# Ready to Pull Mama!!!!!!



## Patch-O-Pits (Jan 12, 2008)

Mama I'm ready!!! Can I pull now???










This is Bodacious trying on a weight pull harness for the very first time.

She won it awhile back in a contest on pit bull chat.

Thank you Innocence621 for the outstanding harness.

She tried it out for the first time last weekend, and was a very very very happy girl.


----------



## CCaragan (Oct 16, 2009)

Go Bodacious !!


----------



## ericschevy (Nov 10, 2006)

Awwww, Are you going to get into pulling Patch?


----------



## Patch-O-Pits (Jan 12, 2008)

Thanks!

Yes, she pulled for me, and honestly I don't think she didn't even notice anything was hooked up behind her. It was not a lot of weight as I just want her to get used to it first. I want her to learn the right way so she doesn't get hurt.

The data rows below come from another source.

PR #322, opened 2022-01-12
Replace wildcards with specific permission verbs

### LINKED ISSUE #255: Specify verbs explicitly for permissions instead of wildcards
RBAC permissions specify wildcards for verbs (an example is [here](https://github.com/application-stacks/runtime-component-operator/blob/8f629213476c981223cca9f16b7a5dd6de5c432f/bundle/manifests/runtime-component.clusterserviceversion.yaml#L473)). We should explicitly specify the list of verbs instead in order to remove all wildcards.

Above values in CSV are generated automatically based on the `kubebuilder:rbac` annotations specified in the controllers (an example is [here](https://github.com/application-stacks/runtime-component-operator/blob/807dc286a8a4909028553fa13c808040add9f89f/controllers/runtimecomponent_controller.go#L65)). So those should be modified accordingly.

   - [x] Delivered to RCO
   - [ ] Delivered to OLO

halim-lee:
- Specifying list of verbs explicitly instead of wildcards

- [ ] User guide
- [ ] `CHANGELOG.md`

### DIFF
--- a/bundle/manifests/runtime-component.clusterserviceversion.yaml
+++ b/bundle/manifests/runtime-component.clusterserviceversion.yaml
@@ -38,7 +38,7 @@ metadata:
     categories: Application Runtime
     certified: "true"
     containerImage: applicationstacks/operator:daily
-    createdAt: "2021-11-25T14:00:00Z"
+    createdAt: 22-01-24T14:41:26Z
     description: Deploys any runtime component with dynamic and auto-tuning configuration
     operators.operatorframework.io/builder: operator-sdk-v1.6.1+git
     operators.operatorframework.io/project_layout: go.kubebuilder.io/v3
@@ -487,7 +487,13 @@ spec:
           - deployments
           - statefulsets
           verbs:
-          - '*'
+          - create
+          - delete
+          - get
+          - list
+          - patch
+          - update
+          - watch
         - apiGroups:
           - apps
           resources:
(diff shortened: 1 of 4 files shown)


bundle/manifests/runtime-component.clusterserviceversion.yaml
```diff
@@ -487,7 +487,13 @@ spec:
           - deployments
           - statefulsets
           verbs:
-          - '*'
+          - create
```
leochr, line 490: There are 2 more wildcards in RuntimeOperation [controller](https://github.com/application-stacks/runtime-component-operator/blob/main/controllers/runtimeoperation_controller.go).

config/manifests/patches/csvAnnotations.yaml
```diff
@@ -4,5 +4,5 @@ metadata:
   name: runtime-component.v0.0.0
   namespace: placeholder
   annotations:
-    containerImage: IMAGE
-    createdAt: CREATEDAT
\ No newline at end of file
+    containerImage: applicationstacks/operator:daily
```
leochr, line 7: Please rebase and run the `make bundle` command. With the latest changes, this template file shouldn't be modified.

leochr (commented):
@halim-lee Thanks for the PR. Added a couple of comments.

leochr:
Fixes #255 (adding as a comment, otherwise merging the PR would close the issue, but need the issue to remain open until changes are delivered to OLO as well)

Issue #305, opened 2021-12-18
Add tests for initContainers and sidecarContainers


leochr:
Init containers and sidecar containers can be specified for the Deployment and StatefulSet using these fields in CR:
- spec.initContainers
- spec.sidecarContainers

Add tests to ensure these are added to Deployment/StatefulSet as expected and removed when the relevant config is removed from CR.

- [x] Delivered to RCO
- [x] Delivered to OLO
- [x]  Delivered to WLO

PR #323, opened 2022-01-13
Add tests for sidecar containers

idlewis:
Sidecar container tests as per issue #305

### DIFF
--- a/bundle/tests/scorecard/kuttl/sidecar-deployment/02-assert.yaml
+++ b/bundle/tests/scorecard/kuttl/sidecar-deployment/02-assert.yaml
@@ -1,0 +1,5 @@
+apiVersion: v1
+kind: Pod
+spec:
+  containers:
+  - name: app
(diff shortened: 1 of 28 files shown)


bundle/tests/scorecard/kuttl/sidecar-deployment/02-assert.yaml
```diff
@@ -0,0 +1,5 @@
+apiVersion: v1
+kind: Pod
+spec:
+  containers:
+  - name: app
```
leochr, line 5: It'll be good to add the label `app.kubernetes.io/instance` to ensure that it's the right Pod and not a Pod leftbehind from previous test scenarios (i.e. init-container)

bundle/tests/scorecard/kuttl/sidecar-stateful/02-assert.yaml
```diff
@@ -0,0 +1,5 @@
+apiVersion: v1
+kind: Pod
+spec:
+  containers:
+  - name: app
```
leochr, line 5: Same comment about Pod label.

leochr (commented):
@idlewis Looks great! Thanks. Added a minor comment about using label for certain Pods to ensure it was the right Pod.

idlewis:
@leochr updated as requested

leochr (approved):
Thanks

Issue #313, opened 2022-01-10
Ensure volume mount and env are specified for application container


leochr:
[service-certificate test](https://github.com/application-stacks/runtime-component-operator/blob/main/bundle/tests/scorecard/kuttl/service-certificate/01-assert.yaml) checks that the volume _svc-certificate_ is specified in _Deployment_. In addition, it should also check for volumeMount (with the same name) and env named `TLS_DIR`. Relevant code that adds these is [here](https://github.com/application-stacks/runtime-component-operator/blob/f8a61ea2ebeb27c5ad20cacd9285b18f03e5a645/utils/utils.go#L420).

- [ ] Delivered to RCO
- [ ] Delivered to OLO

PR #324, opened 2022-01-14
Improve the service-certificate test

idlewis:
Add checks for the TLS_DIR env var and the
certificate volume mount

This is to deal with issue #313


bundle/tests/scorecard/kuttl/service-certificate/01-assert.yaml
```diff
@@ -9,6 +9,13 @@ status:
 spec:
   template:
     spec:
+      containers:
+      - env:
+        - name: TLS_DIR
+          value: /etc/x509/certs
+        volumeMounts:
+        - name: svc-certificate
+          mountPath: /etc/x509/certs
```
leochr, line 18: It'll be good to ensure that read-only is set to true as well.

leochr (commented):
@idlewis Thanks for the PR. Looks good. Just a minor comment about the read-only field.

idlewis:
@leochr updated as requested

PR #337, opened 2022-02-23
Update RBAC permission for rco-manager-role

### LINKED ISSUE #330: Review permissions and adjust accordingly
Review the permissions (RBAC) set for the resources and scope down the verbs where possible. Needs to be done carefully, otherwise, the Operator wouldn't be able to do the necessary operation(s).

yongja79:

- Removes unnecessary permissions given to the rco-manager-role

Fixes #330


controllers/runtimecomponent_controller.go
```diff
@@ -61,16 +61,16 @@ type RuntimeComponentReconciler struct {
...
+// +kubebuilder:rbac:groups=apps,resources=deployments;statefulsets,verbs=list;watch;create;update;delete,namespace=runtime-component-operator
 // +kubebuilder:rbac:groups=apps,resources=deployments/finalizers;statefulsets,verbs=update,namespace=runtime-component-operator
-// +kubebuilder:rbac:groups=core,resources=services;secrets;serviceaccounts;configmaps,verbs=get;list;watch;create;update;patch;delete,namespace=runtime-component-operator
-// +kubebuilder:rbac:groups=autoscaling,resources=horizontalpodautoscalers,verbs=get;list;watch;create;update;patch;delete,namespace=runtime-component-operator
-// +kubebuilder:rbac:groups=networking.k8s.io,resources=ingresses,verbs=get;list;watch;create;update;patch;delete,namespace=runtime-component-operator
-// +kubebuilder:rbac:groups=route.openshift.io,resources=routes;routes/custom-host,verbs=get;list;watch;create;update;patch;delete,namespace=runtime-component-operator
+// +kubebuilder:rbac:groups=core,resources=services;secrets;serviceaccounts,verbs=list;watch;create;update;delete,namespace=runtime-component-operator
```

Nothing phases her, and she is like a little tank LOL. We both had fun! Of course, this weekend is a washout with all the rain; so, hopefully we will get to do it again soon.

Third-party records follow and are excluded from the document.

PR #343, opened 2022-03-07
Dont create deployment without a pull secret

idlewis:
The cluster automatically creates pull secrets for the service account.
This can take a while.
Sometimes, the controller creates the deployment before the pull secret
is created. This causes the pods to go into an image pull backoff loop.
Check that the pull secret exists before the deployment is created, to
prevent this

This will help us to fix issue OpenLiberty/open-liberty-operator#312

### DIFF
--- a/controllers/runtimecomponent_controller.go
+++ b/controllers/runtimecomponent_controller.go
@@ -221,6 +221,13 @@ func (r *RuntimeComponentReconciler) Reconcile(ctx context.Context, req ctrl.Req
 		}
 	}
 
+	// Check if the ServiceAccount has a valid pull secret before creating the deployment/statefulset
+	// or setting up knative. Otherwise the pods can go into an ImagePullBackOff loop
+	saErr := appstacksutils.ServiceAccountPullSecretExists(instance, r.GetClient())
+	if saErr != nil {
+		return r.ManageError(saErr, common.StatusConditionTypeReconciled, instance)
+	}
+
 	isKnativeSupported, err := r.IsGroupVersionSupported(servingv1.SchemeGroupVersion.String(), "Service")
 	if err != nil {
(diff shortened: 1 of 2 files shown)


controllers/runtimecomponent_controller.go
```diff
@@ -221,6 +221,17 @@ func (r *RuntimeComponentReconciler) Reconcile(ctx context.Context, req ctrl.Req
 		}
 	}
 
+	// Check if the ServiceAccount has a valid pull secret before creating the deployment/statefulset
+	// or setting up knative. Otherwise the pods can go into an ImagePullBackOff loop
+	saName := instance.Name
+	if instance.Spec.ServiceAccountName != nil && *instance.Spec.ServiceAccountName != "" {
+		saName = *instance.Spec.ServiceAccountName
+	}
+	saErr := appstacksutils.PullSecretExists(saName, instance.Namespace, r.GetClient())
```
leochr, line 230: To minimize the amount of changes needed for each controller, it'll be good if the above logic to determine the service account name is also moved into the util method. The variable `ba` (of type common.BaseComponent) can be passed instead of _saName_ and _instance.Namespace_. They can be retrieved from `ba` along with CR fields (i.e. ba.GetServiceAccountName()). Util method [CustomizeRoute](https://github.com/application-stacks/runtime-component-operator/blob/db4d0420b902d713a0b3e0e2f6197c9addbb83a4/utils/utils.go#L96) is a good reference. It's fine to pass in client along with ba.

Suggested name for the method: ServiceAccountPullSecretExists

leochr (commented):
@idlewis Looks good. Thank you. Added a comment to move more code into util.

idlewis:
@leochr review comments addressed, pls could you take another look?

leochr (approved):
@idlewis Looks good. Thank you.

PR #766, opened 2026-04-09
Clear MP default httpGet probe handler

kabicin:

- Fixes issue with MicroProfile default httpGet handler not being cleared when user configures a probe handler in the CR spec. 
- Since only one probe handler should be set anyways, we can exit early after processing the first probe handler configured in the CR spec using `else if` checks.

- [ ] User guide
- [ ] `CHANGELOG.md`

Fixes #


leochr (approved):
@kabicin Looks good. Thank you.

PR #1013, opened 2024-03-14
Add gnat_native for MacOS X AArch64

reznikmm:


index/gn/gnat_native/gnat_native-13.2.1.toml
```diff
@@ -29,3 +29,8 @@ binary = true
 url = "https://github.com/alire-project/GNAT-FSF-builds/releases/download/gnat-13.2.0-1/gnat-x86_64-darwin-13.2.0-1.tar.gz"
 hashes = ["sha256:c21501ad511255d8e4a589f5e2e0aab883e9762617303010e0e82c4c6ec09275"]
 binary = true
+
+[origin."case(os)".macos."case(host-arch)".aarch64]
+url = "https://github.com/alire-project/GNAT-FSF-builds/releases/download/gnat-13.2.0-2/gnat-aarch64-darwin-13.2.0-2.tar.gz"
```
Fabien-Chouteau: This is release `13.2.2` not `13.2.1`, so we would need another manifest just for this one.

reznikmm: indeed! :100:

mosteo:
The failure in centos is expected until I fix the conundrum with the old GLIB version, so merging.

mosteo:
I mean, it can be merged, but better if @Fabien-Chouteau does it as he's in the loop in regard to this.

index/gn/gnat_native/gnat_native-13.2.1.toml
simonjwright: > This is release `13.2.2` not `13.2.1`, so we would need another manifest just for this one.

I’m not clear what makes it 13.2.2? Is it that without the release change `alr` won’t realise that there’s been an update?

I do realise that the GCC source for the aarch64 version isn’t _quite_ the same as the FSF source!

But the other compilers would remain the same.

Fabien-Chouteau: We use the patch version to differentiate different builds from the GNAT-FSF-builds repo.
This compiler was made with slightly different scripts.

Fabien-Chouteau (approved):

Fabien-Chouteau:
Ok for me @mosteo

mosteo (approved):

PR #1014, opened 2024-03-14
alr2appimage 0.9.2

mgrojo:
Created via `alr publish` with `alr 2.0`


mosteo (approved):

mosteo:
The trouble with old GLIB versions is going to be a bit involved, so here's not the place to fix it. Otherwise, this looks good, so merging.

I'm going to have to work on an "easy" or "slow" command for her which is hard because she also does agility where everything goes so fast.
She has solid stays and recalls so wants to fly to me like on a regular recall so I have to figure out how to adjust the command so she knows to go slow and steady. I'm sure with more weight on that will help somewhat too.

It is all new to me, so I will have to just feel out what works best for her. I've been a big chicken about trying it, but because I won the harness it sort of kicked me into gear LOL.


----------



## OldFortKennels (Mar 10, 2006)

Hey this is great!! Harness looks good. Use the KISS method when training....Keep It Simple Silly! Its better to stay to light to long than to go to heavy to fast!!!


----------



## Patch-O-Pits (Jan 12, 2008)

OldFortKennels said:


> Hey this is great!! Harness looks good. Use the KISS method when training....Keep It Simple Silly! Its better to stay to light to long than to go to heavy to fast!!!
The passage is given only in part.